Юноша отступил так, что между ними оказался стол; теперь он внимательно следил за движениями Ингвара.
— Ты подсунул мне порченую стрелу!
Бьорн пожал плечами. Для почитателя Локи мошенничество не грех, вот ложь — другое дело.
Старший брат остановился, младший тоже замер на месте. Они долго мерились взглядами.
— Ладно, Медвежонок, тогда поделись гусем, — смягчился наконец Ингвар.
Сросшиеся брови Бьорна поползли вверх. Помедлив, он спросил с деланным изумлением:
— Каким гусем?
Рев Ингвара поднял на ноги полдеревни; люди сбежались посмотреть, как Бьорн улепетывает от старшего брата, изрыгающего проклятья. Если вопрос о том, кто самый меткий стрелок, остался открытым, то насчет лучшего бегуна не было никаких сомнений: Бьорн без труда оторвался от погони и скрылся в скалах.
Отцовский рык вернул Бьорна в настоящее, и тот поднял весло одновременно со всеми гребцами правого борта, чтобы судно миновало коряжник. Пользуясь передышкой, Бьорн отыскал глазами Ингвара, работавшего впереди, на три скамьи ближе к носу. Он подмигнул брату, и тот мигнул в ответ. Ингвар простил его — отчасти потому, что теперь, когда младший занял место лучника, сбылась его давняя мечта — он стал вторым копьеносцем Торкеля. К тому же, как истинный скандинав, Ингвар ценил хорошую шутку.
Бьорн знал: победы над Ингваром недостаточно.

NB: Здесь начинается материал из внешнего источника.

Issue #2303, opened 2026-09-01
Session launcher slice 4: played ranges reported without a poll


lucaromagnoli:
Slice 4 of #1894. Depends on slice 1.

## What the fork does, and why it should not be copied

`SessionClipScheduler::processStateEvents()` says it: "Must be called periodically from the message thread (e.g. from PlaybackPositionTimer)." The UI learns what the launcher did by polling a timer. The cost is visible in the same header, where `relaunchActiveClips()` exists to "call synchronously when transport starts to avoid the 33ms polling delay" -- a second entry point whose only reason to exist is that the first one is a poll.

A launcher that reports through a timer has a UI that is up to a frame behind the audio on every launch, and a workaround per case where that mattered enough to notice.

## What to build instead

The read-back path already exists. Value taps landed in #2122 and are how the parameter system reports what the audio thread resolved without the message thread asking. A launch handle's play state, queued state and played range are the same kind of value: audio-written, message-read, wanted at frame rate by the UI and never on the audio thread's critical path.

- Play state and queued state per handle, so a slot button knows it is queued without asking.
- The played range, which is what draws a session playhead. `ClipInfo::sessionPlayheadPos` exists and `getActiveClipPlayheadPositions()` is how the fork answers it; the native path reports the range and lets the UI derive the position rather than converting beats to looped seconds inside the engine, which is what `elapsedBeatsToSeconds` does today.
- Enough for the UI to blink a pending stop, which `isSessionTrackStopPending` currently answers by comparing intent against a polled state.

## Why it is its own slice

Because the alternative is that it never happens. If the launcher is built with the fork's polling shape and the UI is wired to it, the poll is load-bearing by the time anybody revisits it, and every case like `relaunchActiveClips` gets rebuilt on the new engine rather than deleted with the old one.

## Verification

The reported range after a known sequence of launches matches what the handle advanced through, and it is correct on the block the launch happened in rather than on the next one a timer would have seen.

lucaromagnoli:
Merged in #2372.

PR #2358, opened 2026-09-04
Carry launch requests to the audio thread on a queue (#2305)

### LINKED ISSUE #2305: Session launcher slice 6: handle lifetime on the plan-swap epoch

lucaromagnoli:
Closes #2305. Slice 6 of #1894.

Handle lifetime was already on the epoch: #2301 put allocation and retirement in `RuntimeStateStore::publishHandles`, where the swap waits for the block the callback is in, and `test_launch_handle_lifetime.cpp` covers it. What was missing is the other half of the issue, the lane a launch travels down. `SessionLauncher.hpp` said so: *"until then a handle is driven directly, which is safe only when nothing is rendering"*, and `EngineSession::launchHandle()` handed out a mutable pointer to say it.

## A launch is an event, so it travels on a queue

The engine's one lane publishes a value whole. That is right for what it carries, and wrong here for three reasons that only show up once you try:

- **A request put through it is applied again every block** until something overwrites it, so a launch would retrigger the clip for ever. Closing that needs a serial per slot and somewhere to keep the last one applied.
- **That somewhere is the handle**, and a handle is per slot. A slot emptied and refilled gets a *new* handle whose last-applied is zero, while the published table still names the old request — so the refilled slot comes up already playing. That is exactly the case `test_launch_handle_lifetime.cpp` was written to stop, reintroduced one layer up.
- **A published table has no order.** `setLooping` before `play` is an order: a length set for a clip about to start has to arrive first.

A queue has none of those. A request is written once and read once, so it cannot be re-applied, cannot outlive the block that consumed it, and keeps its order for free.

**A request names a slot and never a handle**, which is what keeps the lane out of the lifetime question entirely rather than making it a second answer to it. Nothing in the ring points at anything, so nothing in it can outlive anything; a request for a slot whose handle has gone finds nothing and does nothing. `playSynced` carries the leader's `SlotKey` too, and is resolved against the table that is live when it is applied — a scene launch decided on the message thread would otherwise join where the leader was a block ago.

## A gesture is what makes a scene one event

`LaunchRequestQueue::Gesture` is RAII over the ring: it fills slots at a private cursor and publishes that cursor once, on destruction. So the audio thread sees every request of a gesture or none of them, and eight clips launched together start on one sample rather than over eight consecutive blocks. It states where a gesture ends in the type rather than leaving it to whoever remembers to call something.

A gesture too large for the ring is dropped whole and counted (`overflows()`), not truncated. Half a scene launching is worse than none: the tracks that made it would be a bar ahead of the ones that did not for as long as they played. Counted rather than left silent for the reason the clock counts its loop wraps — a launch that quietly did not happen is otherwise blamed on the audio device.

The capacity check is at each push rather than at the commit. The slots a full ring would write over are the ones the reader still owns, and rolling a cursor back afterwards does not put their contents back.

## Applied in the pass that advances

`advanceLaunchHandles` takes the queue and drains it whole before advancing anything, which is why it is one call and not two. A request applied after a handle had already been advanced would take effect a block late; one applied to some handles and not others would split a scene down the middle. The queue is drained even when no table is published, and `EngineSession::process` drains it when no plan is — a queue filling while nothing exists to launch would deliver a launch made minutes ago at whatever moment a session appeared.

`launchHandle()` returns `const LaunchHandle*` now, so nothing can drive a handle from the publishing thread. Reading is still only nearly safe and is what there is until the read-back path (#2303).

## The plan swap

Nothing had to change for it, which is the point: handles live in the store, not in the plan, so a swap has nothing of theirs to take. The new end-to-end case asserts it — a track added while a slot plays compiles a new plan and swaps it in, and the clip is not dropped, not restarted (the run's origin is unchanged) and not doubled (three more blocks advance the run by exactly three blocks, where a handle advanced twice over a swap would be half a bar ahead of the transport).

## Tests

New `tests/engine/test_launch_requests.cpp`, 13 cases: the block a request lands in, that an open gesture is invisible, that a request cannot be applied twice, that order is kept, a scene launch in phase, a synced launch whose leader has gone, a request for a slot that is not there, the refilled-slot case above, back-to-arrangement and stop-still-holds over the lane, a request made with nothing published, and the ring's overflow / exact-fit / reuse behaviour. Plus the structural-edit case in `test_engine_device_layer`'s neighbour `test_engine_session.cpp`.

`[launch]` 45 cases and `[session]` 138 cases pass.

### DIFF
--- a/magda/engine/launch/SessionLauncher.cpp
+++ b/magda/engine/launch/SessionLauncher.cpp
@@ -35,16 +35,15 @@ LaunchHandle* LaunchHandleTable::find(const SlotKey& key) const {
 
 namespace {
 
-/// One request against the table that is live now. A slot the table does not
-/// name is one emptied between the ask and this block, and there is nothing
-/// left to ask.
-///
-/// The incarnation is the rest of that question. A slot emptied and refilled
-/// between the ask and this block is the same key on a different clip, and
-/// applying the launch to it would start something the user never clicked
-/// (#2305 review). The key alone cannot tell those apart; the incarnation can,
-/// and it is a number rather than a pointer, so nothing here holds a handle
-/// that could have been retired.
+/**
+ * @brief Apply @p request against the table that is live now.
+ *
+ * Dropped when the slot has gone, and equally when it was emptied and refilled:
+ * that is the same key on a different clip, and launching it would start
+ * something the user never clicked. The incarnation is what tells those apart,
+ * and it is a number rather than a pointer, so nothing here can name a retired
+ * handle.
+ */
 void apply(const LaunchRequest& request, const LaunchHandleTable& table) {
     const auto* entry = table.findEntry(request.key);
     if (entry == nullptr || entry->handle == nullptr || entry->incarnation != request.incarnation)
@@ -55,21 +54,15 @@ void apply(const LaunchRequest& request, const LaunchHandleTable& table) {
     switch (request.kind) {
         case LaunchRequest::Kind::play:
             if (request.syncTo) {
-                // The run to join is the one that handle holds now, which is
-                // why the request carries a slot and not a run: a scene launch
-                // decided on the message thread would join where the leader was
-                // a block ago.
+                // A slot and not a run, so the run joined is the one the leader
+                // holds now rather than where it was when the gesture was made.
                 if (const auto* with = table.find(*request.syncTo); with != nullptr) {
-                    // Unless the leader has a launch of its own still queued, in
-                    // which case it has no run to join yet: the one it is about
-                    // to begin is the one the follower means. Joining what it is
-                    // playing now would put the follower on the run the leader
-                    // is leaving, and a scene relaunched while it was already
-                    // playing would come back out of phase with itself.
-                    //
-                    // Both then begin fresh on the same instant, which is the
-                    // same origin, because a run's origin is the sample it
-                    // started on and nothing else (#2336).
+                    // A leader with a launch of its own still queued has no run
+                    // to join yet, and the one it is about to begin is the one
+                    // the follower means. Both then begin on the same instant,
+                    // which is the same origin (#2336); joining what it is
+                    // playing would leave a relaunched scene out of phase with
+                    // itself.
                     if (with->queuedState() == LaunchHandle::QueueState::playQueued) {
                         handle->play(with->queuedPosition());
                         return;
@@ -79,9 +72,8 @@ void apply(const LaunchRequest& request, const LaunchHandleTable& table) {
                     return;
                 }
 
-                // The leader's slot was emptied in between. Starting alone is
-                // the honest answer: the clip was asked to play, and there is
-                // no longer anything for it to be in phase with.
+                // The leader's slot was emptied in between, so there is nothing
+                // left to be in phase with.
             }
 
             handle->play(request.position);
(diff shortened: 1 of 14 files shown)


magda/engine/launch/SessionLauncher.cpp
```diff
@@ -28,10 +28,67 @@ LaunchHandle* LaunchHandleTable::find(const SlotKey& key) const {
...
 }
 
-void advanceLaunchHandles(LaunchHandleFeed& handles, const BlockInfo& block) {
+namespace {
+
+/// One request against the table that is live now. A slot the table does not
+/// name is one emptied between the ask and this block, and there is nothing
+/// left to ask.
+void apply(const LaunchRequest& request, const LaunchHandleTable& table) {
+    auto* handle = table.find(request.key);
```
lucaromagnoli: **P1 — Bind requests to a slot incarnation, not only its key**

A committed request can remain in the queue while the publishing thread empties this slot and refills the same `SlotKey` before the next callback. `publishHandles()` then retires the old handle and creates a new one, but this lookup finds that replacement and applies the old launch to it. The new refill test does not cover this ordering because it drains the request before replacing the handle. Please carry a non-pointer incarnation/generation (or otherwise invalidate stale requests across handle replacement) so a request cannot launch a different clip that later occupies the same slot.

magda/engine/launch/SessionLauncher.cpp
```diff
@@ -28,10 +28,67 @@ LaunchHandle* LaunchHandleTable::find(const SlotKey& key) const {
...
+
+    switch (request.kind) {
+        case LaunchRequest::Kind::play:
+            if (request.syncTo) {
+                // The run to join is the one that handle holds now, which is
+                // why the request carries a slot and not a run: a scene launch
+                // decided on the message thread would join where the leader was
+                // a block ago.
+                if (const auto* with = table.find(*request.syncTo); with != nullptr) {
+                    handle->playSynced(*with, request.position);
```
lucaromagnoli, line 71: **P1 — Sync followers to the leader’s pending relaunch**

When a gesture uses the exact scene pattern in the new test—`play(leader)` followed by `playSynced(follower, leader)`—and the leader is already playing, `play()` only replaces the leader’s pending request; it leaves its current `run_` unchanged. This call therefore snapshots the old run. During the following advance the leader starts a new run while the follower joins the old one, so their origins diverge. Please resolve the leader’s pending launch (or represent the gesture dependency explicitly) so relaunching a scene keeps every requested slot in phase, and add the already-playing-leader case.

Голос матери имел особую власть над Торкелем; лишь она могла переубедить отца. Конечно, она сделает все, чтобы младший сын, так поздно посланный богами, остался с ней. Однажды мать уже спасла Бьорну жизнь, когда сразу после родов сняла пленку с его лица. Этот пузырь, хамр, свидетельствовал, что ребенок станет провидцем. Рожденные в сорочке умели общаться с тенями предков и просить у духов помощи для своего народа. Недавно мать решила посвятить его в секреты рун. По ее словам, он отмечен даром. Разве можно допустить, чтобы он пал от английского меча?
Оставалось только одно… Отец приказал опустить весла, и Бьорн вновь предался воспоминаниям.
Наступила последняя ночь перед отплытием навстречу королю. «Разрушитель» спустили на воду, и тот ждал под полными парусами. Бьорн пришел к Торкелю, занятому размышлениями о предстоящем походе.
— Я знаю, что в деревне мало хорошего оружия, отец, — сказал он, положив тяжелый предмет, обернутый тканью, рядом с рогом Торкеля. — Поэтому я принес его.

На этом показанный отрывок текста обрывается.